◆ **THE TASK**
From the listing below, extract every line containing "files".

*** MATERIAL TO PROCESS Section Begins ***

PR #393, opened 2025-01-28
Fix segfault due to dereferencing NULL keymap

MStarvik:
On some systems, frames may be rendered before a keymap is received, which leads to a segfault [when the keymap pointer is dereferenced](https://github.com/swaywm/swaylock/blob/fbc5a8136187491e5ee3071e8a60e6593ca9b90b/render.c#L169). This seems to happen when swaylock is started after triggering suspend, or shortly before triggering it.

On my machine, this issue can reliably be reproduced using
```
systemctl suspend; swaylock
```
or using swayidle
```
swayidle -w \
    before-sleep 'loginctl lock-session' \
    lock 'swaylock -f'
```

This PR fixes the issue by checking if the keymap pointer is NULL before dereferencing.

### DIFF
--- a/render.c
+++ b/render.c
@@ -166,19 +166,21 @@ static bool render_frame(struct swaylock_surface *surface) {
 				}
 			}
 
-			xkb_layout_index_t num_layout = xkb_keymap_num_layouts(state->xkb.keymap);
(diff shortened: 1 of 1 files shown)


emersion (approved):
LGTM, thanks!

PR #399, opened 2025-03-12
Better handle subprocess crashes

emersion:
On my machine EOF doesn't trigger POLLHUP (not sure why), instead read() returns zero. It just prints the following message in a loop:

    [comm.c:101] Failed to read pw result: Success

Better handle this case in read_comm_reply() by making a difference between a failed read() and a failed authentication.

### DIFF
--- a/comm.c
+++ b/comm.c
@@ -95,13 +95,17 @@ out:
 	return result;
 }
 
-bool read_comm_reply(void) {
-	bool result = false;
-	if (read(comm[1][0], &result, sizeof(result)) != sizeof(result)) {
-		swaylock_log_errno(LOG_ERROR, "Failed to read pw result");
-		result = false;
+bool read_comm_reply(bool *auth_success) {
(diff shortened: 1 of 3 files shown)


kennylevinsen:
> On my machine EOF doesn't trigger POLLHUP (not sure why),

Weird, the only caveat seems to be that the pipe has to have seen a writer first (slightly obscured by the use of `f_pipe` which is normally just zero):

```c
static __poll_t
pipe_poll(struct file *filp, poll_table *wait)
{
	// [ ... ]
        
	mask = 0;
	if (filp->f_mode & FMODE_READ) {
		if (!pipe_empty(head, tail))
			mask |= EPOLLIN | EPOLLRDNORM;
		if (!pipe->writers && filp->f_pipe != pipe->w_counter)
			mask |= EPOLLHUP;
	}

	// [ ... ]
}
```

Oh well. Handling EOF at the read side seems proper.

kennylevinsen (approved):

PR #402, opened 2025-03-18
Define _POSIX_C_SOURCE globally and detect supported warnings

emersion:
### Define _POSIX_C_SOURCE globally

Other Sway projects have switched to this approach.

### build: use cc.get_supported_arguments() for warnings

Let's not require the C compiler to support specific warnings,
especially if half the flags are used to turn off the warnings
anyways.

### DIFF
--- a/log.c
+++ b/log.c
@@ -1,4 +1,3 @@
-#define _POSIX_C_SOURCE 199506L
 #include <errno.h>
 #include <stdarg.h>
 #include <stdio.h>
--- a/loop.c
+++ b/loop.c
@@ -1,4 +1,3 @@
-#define _POSIX_C_SOURCE 200809L
 #include <limits.h>
 #include <string.h>
 #include <stdbool.h>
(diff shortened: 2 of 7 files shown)


kennylevinsen (approved):
LGTM

landryb:
fwiw, on OpenBSD i had to revert this/drop the define from meson.build, as having POSIX_SOURCE defined disables `__BSD_VISIBLE`, which hides the `explicit_bzero()` definition used in #325.

emersion:
#325 is not merged.

landryb:
> #325 is not merged.

i know, it stalled. I'm just saying that this PR creates issues with it :)

kennylevinsen:
> which hides the explicit_bzero() definition used in https://github.com/swaywm/swaylock/pull/325.

If the OpenBSD backend should use `password_buffer_destroy` to align with the existing backends, which would solve the issue. When an exception is needed, the file can just undef _POSIX_C_SOURCE.

landryb:
@kennylevinsen thanks, that also works. I'll try to unstall #325 someday..

PR #404, opened 2025-03-21
comm: assert that password size is positive

emersion:
If it's not, we may be reading before the buffer bounds later. (The password buffer size is aligned to the page size.)

### DIFF
--- a/comm.c
+++ b/comm.c
@@ -59,6 +59,7 @@ ssize_t read_comm_request(char **buf_ptr) {
 	if (n <= 0) {
 		return n;
 	}
+	assert(size > 0);
 
 	swaylock_log(LOG_DEBUG, "received pw check request");
 


comm.c
```diff
@@ -59,6 +59,7 @@ ssize_t read_comm_request(char **buf_ptr) {
 	if (n <= 0) {
 		return n;
 	}
+	assert(size > 0);
```
Nefsen402, line 62: This assert will never run because of the if statement right above. It will short-circuit there.

Nefsen402: Never mind, I'm too tired. It's a different variable.

Nefsen402 (approved):
~~I'm confused as to how `read_full()` is used here. It seems we're using it wrong here. It looks like `read_full()` reads into a buffer until it reaches the buffer size from a fd backwards. What we're doing here is (assuming sizeof(size_t) is 8) reading 8 bytes from the fd.~~

~~Ah, it seems we have two fds, one to hold the size, and the other that is actually the password buffer. It took me a bit of head scratching before figuring that out, I think comments should be added.~~

~~Why put the buffer size into the fd? I understand that for passwords so that other processes can't read the buffer.  But does the size matter all that much?~~

Ok, this is actually much simpler than I was making it out in my head. It's just IPC. My next question is why are we spawning child a process and doing IPC for a simple password checker?

At any rate, this looks good.

PR #1012, opened 2023-11-20
Update utils.py

ZihanWang314:
update compute_accuracy to deal with the cases where str_chosen and str_rej got the same scores, which is probably what the developers don't want

### DIFF
--- a/trl/trainer/utils.py
+++ b/trl/trainer/utils.py
@@ -674,7 +674,7 @@ def compute_accuracy(eval_pred) -> Dict[str, float]:
         warnings.warn(
             "Some of the predictions are equal, which is probably not what you want. In our basic setting, we set the equal predictions to be wrong."
         )
-    predictions = predictions[:, 0] < predictions[:, 1]
+    predictions = np.argmax(predictions, axis=1)
 
     accuracy = np.array(predictions == labels, dtype=float).mean().item()
     return {"accuracy": accuracy}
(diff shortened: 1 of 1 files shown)


lvwerra:
Can you elaborate a bit more why this is bad and what bad side effects this has?

ZihanWang314:
When a model gives exactly same scores for the sentence to accept and the sentence to reject, the current evaluation metric will set this pair to be "correct". However, the above scenario is usually caused by the model having some problems in encoding sentences (e.g. over-quantized), or the two sentences exactly being the same, which we both don't expect. I think putting a warning here and defining this pair as "wrong" or "random" would be helpful for the developers to observe these problems.

lvwerra:
I see, thanks! In that case I'd prefer to just add a warning but leave the computation logic the same. Does that make sense?

ZihanWang314:
sure it makes sense. Thanks for your suggestions!

trl/trainer/utils.py
```diff
@@ -670,6 +670,10 @@ def compute_accuracy(eval_pred) -> Dict[str, float]:
     predictions, labels = eval_pred
     # Here, predictions is rewards_chosen and rewards_rejected.
     # We want to see how much of the time rewards_chosen > rewards_rejected.
+    if np.array(predictions[:, 0] == predictions[:, 1], dtype=float).sum() > 0:
+        warnings.warn(
+            "Some of the predictions are equal, which is probably not what you want. In our basic setting, we set the equal predictions to be wrong."
```
lvwerra, line 675: What do you think about updating the text to the following?

```suggestion
            f"There are {np.array(predictions[:, 0] == predictions[:, 1]).sum()} out of {len(predictions[:, 0])} instances where the predictions for both options are equal. As a consequence the accuracy can be misleading."
```

ZihanWang314: It seems good!

lvwerra (approved):

PR #1020, opened 2023-11-21
Remove duplicate data loading in rl_training.py

viethoangtranduong:
We load dataset twice, but in line 149 (new), we do  `ds = train_dataset.map` anyway


younesbelkada (approved):
Makes sense, thanks!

*** MATERIAL TO PROCESS Section Ends ***

◆ **THE COMPLETED TASK**
(diff shortened: 1 of 1 files shown)
(diff shortened: 1 of 3 files shown)
(diff shortened: 2 of 7 files shown)
(diff shortened: 1 of 1 files shown)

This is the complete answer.